------ Source records

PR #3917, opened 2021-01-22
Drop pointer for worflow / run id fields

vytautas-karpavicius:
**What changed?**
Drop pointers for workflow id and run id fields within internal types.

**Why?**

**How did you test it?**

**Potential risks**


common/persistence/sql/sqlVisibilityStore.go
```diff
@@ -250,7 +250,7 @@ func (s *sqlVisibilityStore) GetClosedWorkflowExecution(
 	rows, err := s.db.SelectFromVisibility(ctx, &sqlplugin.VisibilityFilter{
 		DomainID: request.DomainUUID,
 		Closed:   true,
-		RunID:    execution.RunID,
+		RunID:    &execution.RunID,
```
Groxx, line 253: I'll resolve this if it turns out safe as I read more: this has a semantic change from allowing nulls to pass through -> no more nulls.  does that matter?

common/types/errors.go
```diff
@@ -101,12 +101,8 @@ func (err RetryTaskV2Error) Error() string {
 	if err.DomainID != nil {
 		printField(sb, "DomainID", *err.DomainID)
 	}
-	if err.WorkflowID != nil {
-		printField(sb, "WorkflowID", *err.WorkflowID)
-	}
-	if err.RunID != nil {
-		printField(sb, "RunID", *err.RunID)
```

------------
------ Source records

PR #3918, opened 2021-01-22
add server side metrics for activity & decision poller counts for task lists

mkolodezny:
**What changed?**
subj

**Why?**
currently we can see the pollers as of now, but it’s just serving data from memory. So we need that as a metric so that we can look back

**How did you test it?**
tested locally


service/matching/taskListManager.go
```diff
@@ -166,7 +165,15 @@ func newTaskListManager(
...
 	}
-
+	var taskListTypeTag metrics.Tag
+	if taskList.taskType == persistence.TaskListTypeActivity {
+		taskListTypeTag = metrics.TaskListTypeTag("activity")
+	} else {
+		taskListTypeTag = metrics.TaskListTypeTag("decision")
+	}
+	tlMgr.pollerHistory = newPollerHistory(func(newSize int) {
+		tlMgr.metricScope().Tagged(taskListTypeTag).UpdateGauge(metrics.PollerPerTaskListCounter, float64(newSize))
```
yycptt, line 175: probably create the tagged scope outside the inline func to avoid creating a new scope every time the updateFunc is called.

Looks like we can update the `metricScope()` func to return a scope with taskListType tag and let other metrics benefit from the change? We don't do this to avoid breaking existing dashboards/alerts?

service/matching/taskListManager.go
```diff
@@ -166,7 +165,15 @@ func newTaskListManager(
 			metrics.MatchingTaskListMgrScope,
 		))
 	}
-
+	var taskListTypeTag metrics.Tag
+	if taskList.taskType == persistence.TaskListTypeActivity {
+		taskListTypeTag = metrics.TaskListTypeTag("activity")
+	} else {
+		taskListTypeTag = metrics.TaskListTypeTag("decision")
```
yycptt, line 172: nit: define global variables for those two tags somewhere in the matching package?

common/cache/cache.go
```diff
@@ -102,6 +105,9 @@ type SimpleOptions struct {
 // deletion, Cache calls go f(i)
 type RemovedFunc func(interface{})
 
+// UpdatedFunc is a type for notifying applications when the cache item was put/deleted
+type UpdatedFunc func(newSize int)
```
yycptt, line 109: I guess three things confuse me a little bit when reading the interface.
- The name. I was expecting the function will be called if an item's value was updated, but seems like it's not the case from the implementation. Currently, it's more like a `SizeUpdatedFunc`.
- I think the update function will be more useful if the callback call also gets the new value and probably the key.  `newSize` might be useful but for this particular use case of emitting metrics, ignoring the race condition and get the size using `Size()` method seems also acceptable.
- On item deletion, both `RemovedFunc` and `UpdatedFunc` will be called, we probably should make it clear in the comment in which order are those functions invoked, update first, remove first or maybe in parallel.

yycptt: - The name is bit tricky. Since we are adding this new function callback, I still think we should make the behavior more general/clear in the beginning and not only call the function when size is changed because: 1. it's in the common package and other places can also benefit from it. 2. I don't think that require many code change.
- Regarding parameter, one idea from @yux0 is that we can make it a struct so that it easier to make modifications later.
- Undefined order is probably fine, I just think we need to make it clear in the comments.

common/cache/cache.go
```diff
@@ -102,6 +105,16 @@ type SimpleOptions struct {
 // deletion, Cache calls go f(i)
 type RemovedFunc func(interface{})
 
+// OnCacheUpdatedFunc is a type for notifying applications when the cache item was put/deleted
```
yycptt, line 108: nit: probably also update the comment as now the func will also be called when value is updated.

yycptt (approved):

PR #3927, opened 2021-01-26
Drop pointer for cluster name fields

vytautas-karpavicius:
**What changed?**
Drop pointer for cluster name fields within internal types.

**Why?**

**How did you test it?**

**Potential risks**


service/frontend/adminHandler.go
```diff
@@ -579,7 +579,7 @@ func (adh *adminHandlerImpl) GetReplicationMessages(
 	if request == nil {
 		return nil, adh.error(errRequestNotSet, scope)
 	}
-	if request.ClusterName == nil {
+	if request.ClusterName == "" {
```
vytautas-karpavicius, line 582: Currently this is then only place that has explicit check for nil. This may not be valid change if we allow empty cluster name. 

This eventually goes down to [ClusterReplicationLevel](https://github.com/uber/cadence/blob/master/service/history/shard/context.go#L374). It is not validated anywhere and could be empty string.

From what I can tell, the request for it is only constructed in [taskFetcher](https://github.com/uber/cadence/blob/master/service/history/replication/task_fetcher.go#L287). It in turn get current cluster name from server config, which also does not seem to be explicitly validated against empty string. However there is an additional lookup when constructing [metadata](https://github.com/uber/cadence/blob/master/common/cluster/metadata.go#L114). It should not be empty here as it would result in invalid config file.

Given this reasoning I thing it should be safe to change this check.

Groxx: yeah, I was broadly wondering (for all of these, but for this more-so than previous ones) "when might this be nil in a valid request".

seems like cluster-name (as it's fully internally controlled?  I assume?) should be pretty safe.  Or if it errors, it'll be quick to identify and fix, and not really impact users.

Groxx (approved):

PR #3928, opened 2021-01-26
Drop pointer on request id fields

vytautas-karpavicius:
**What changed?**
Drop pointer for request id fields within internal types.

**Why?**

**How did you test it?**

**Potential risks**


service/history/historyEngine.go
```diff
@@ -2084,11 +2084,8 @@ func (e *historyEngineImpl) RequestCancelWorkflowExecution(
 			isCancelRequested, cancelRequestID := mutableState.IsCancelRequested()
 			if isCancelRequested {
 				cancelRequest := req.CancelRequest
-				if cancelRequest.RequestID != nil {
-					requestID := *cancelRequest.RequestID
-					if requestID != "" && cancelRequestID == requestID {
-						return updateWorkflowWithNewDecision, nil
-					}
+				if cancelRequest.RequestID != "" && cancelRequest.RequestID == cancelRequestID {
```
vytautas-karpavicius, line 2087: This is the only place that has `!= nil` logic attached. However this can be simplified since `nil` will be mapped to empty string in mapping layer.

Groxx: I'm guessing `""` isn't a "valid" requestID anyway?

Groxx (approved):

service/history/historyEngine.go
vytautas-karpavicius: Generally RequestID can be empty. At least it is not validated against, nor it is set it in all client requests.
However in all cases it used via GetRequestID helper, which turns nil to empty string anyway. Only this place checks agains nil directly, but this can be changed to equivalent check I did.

------------
------ Source records

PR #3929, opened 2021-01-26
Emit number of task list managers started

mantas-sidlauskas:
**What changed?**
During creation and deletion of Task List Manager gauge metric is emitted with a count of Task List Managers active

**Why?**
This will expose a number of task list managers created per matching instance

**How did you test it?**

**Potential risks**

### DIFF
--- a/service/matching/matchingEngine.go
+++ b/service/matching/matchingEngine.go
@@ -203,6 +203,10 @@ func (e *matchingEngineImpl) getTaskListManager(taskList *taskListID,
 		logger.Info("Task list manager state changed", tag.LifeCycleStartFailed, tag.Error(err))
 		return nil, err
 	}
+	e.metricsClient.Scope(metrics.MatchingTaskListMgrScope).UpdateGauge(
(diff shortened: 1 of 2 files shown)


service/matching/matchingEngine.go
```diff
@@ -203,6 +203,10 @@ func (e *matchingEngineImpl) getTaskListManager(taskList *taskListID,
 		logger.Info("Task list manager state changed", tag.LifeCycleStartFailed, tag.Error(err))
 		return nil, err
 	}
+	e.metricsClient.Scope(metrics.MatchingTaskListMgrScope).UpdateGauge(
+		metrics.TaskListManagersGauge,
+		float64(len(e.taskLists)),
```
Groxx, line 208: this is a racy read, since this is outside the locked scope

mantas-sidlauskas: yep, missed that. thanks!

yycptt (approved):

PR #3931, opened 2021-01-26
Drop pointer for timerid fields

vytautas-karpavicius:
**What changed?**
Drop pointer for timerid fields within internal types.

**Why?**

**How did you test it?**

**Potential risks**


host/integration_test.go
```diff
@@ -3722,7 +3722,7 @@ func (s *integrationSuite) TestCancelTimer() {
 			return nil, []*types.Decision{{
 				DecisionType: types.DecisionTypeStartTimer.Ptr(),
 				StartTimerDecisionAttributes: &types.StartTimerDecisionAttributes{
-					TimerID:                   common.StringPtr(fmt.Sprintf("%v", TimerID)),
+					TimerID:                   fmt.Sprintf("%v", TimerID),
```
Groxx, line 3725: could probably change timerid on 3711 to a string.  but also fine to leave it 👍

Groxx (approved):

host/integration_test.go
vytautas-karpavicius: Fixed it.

------------

The expected answer is a copy of each line above containing "could".

This eventually goes down to [ClusterReplicationLevel](https://github.com/uber/cadence/blob/master/service/history/shard/context.go#L374). It is not validated anywhere and could be empty string.
Groxx, line 3725: could probably change timerid on 3711 to a string.  but also fine to leave it 👍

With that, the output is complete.